The free energy parameters ε and δ are composed of various entropic and enthalpic contributions (polymer configurations, interaction with solvents, interaction with minerals, etc.), which allows us to write: ε = Δh_ε – TΔs_ε and δ = Δh_δ – TΔs_δ. In order to inspect the temperature dependence, we therefore need two extra parameters (we will neglect any further temperature dependence of Δh and Δs). As shown in the ESI,^† the derivative of eqn (3) with respect to temperature is proportional to

$$\frac{\mathrm{d}\left(\frac{r_k}{r_j}\right)}{\mathrm{d}T}\propto (k-j)\left(\Delta h_{\delta }-\Delta h_{\epsilon }\sum _i\text{exp}(-\beta (\epsilon +\delta i)){\left(\frac{{\theta }_0}{{\theta }_{\mathrm{W}}}\right)}^{i-1}\right)$$ (4)

where the summation is performed over all the oligomer lengths. The selectivity for longer oligomers can therefore increase with temperature, provided the enthalpic contributions Δh_ε and Δh_δ make eqn (4) positive. On this basis, temperature-dependent RNA concentrations on mineral surfaces can correspond to the data in Fig. 1C (Fig. 3D).

In this study, we demonstrated that a simple and ubiquitous environmental factor, mineral surfaces, can selectively enrich longer RNAs from a pool of short random RNA molecules. The tendency for size selection observed with a wide variety of minerals (Fig. 1A) suggests that the basis of this selection is not different chemical compositions of each mineral (e.g., different metals and charges) but surface structures, as confirmed by a mathematical model based on thermodynamic considerations (Fig. 3). Longer RNAs can be enriched more than shorter RNAs because of a general entropic cost of adsorption to surfaces. Moreover, not only did we find that a ribozyme can function with a prebiotic mineral other than montmorillonite,^8,23,24 hydroxyapatite, we also showed that the recombinase ribozyme and the surfaces synergistically shifted the RNA length distribution upwards (Fig. 2B and C). These results support the plausibility that mineral surfaces selected for longer RNAs, since diverse minerals were distributed throughout the early Earth, including submarine sites and evaporitic field environments,¹ both of which are candidate locales for the establishment of life.^32–34 A recent study showed that thermophoresis and convection through porous environments, such as might occur at a deep-sea hydrothermal vent, could select longer oligonucleotides.³⁵ Our study implies that the enrichment of longer genetic polymers may not have been restricted to specific milieus but could have occurred more widely on the early Earth. Slightly higher temperatures have been proposed for field environments,³⁴ and these could have augmented length enrichment (Fig. 1C and3D). It was previously shown that long RNAs adsorbed on mineral surfaces can promote RNA polymerization.³⁶ Such a positive feedback could have helped increase genetic complexity and, thereby, facilitate the emergence of the first ribozymes, which could then cooperate with minerals to further develop genetic information (Fig. 2). Overall, our results expand the potential environments within which life-like processes could begin.
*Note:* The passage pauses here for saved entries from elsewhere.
PR #3084, opened 2023-10-10
mui Grid component replacement

bexsoft:
## What does this do?

Replaced Grid component from mui with mds equivalent, also migrated PreviewFileContent component to mds

## How does it look?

In conclusion, we provided experimental evidence and a theoretical explanation that mineral surfaces have an innate potential to selectively enrich longer RNA molecules and that such surfaces can cooperate with catalytic RNA to further increase genetic complexity. These results demonstrate that mineral surfaces, ubiquitous environments on the Earth, may have assisted in the expansion of genetic information in the origins of life.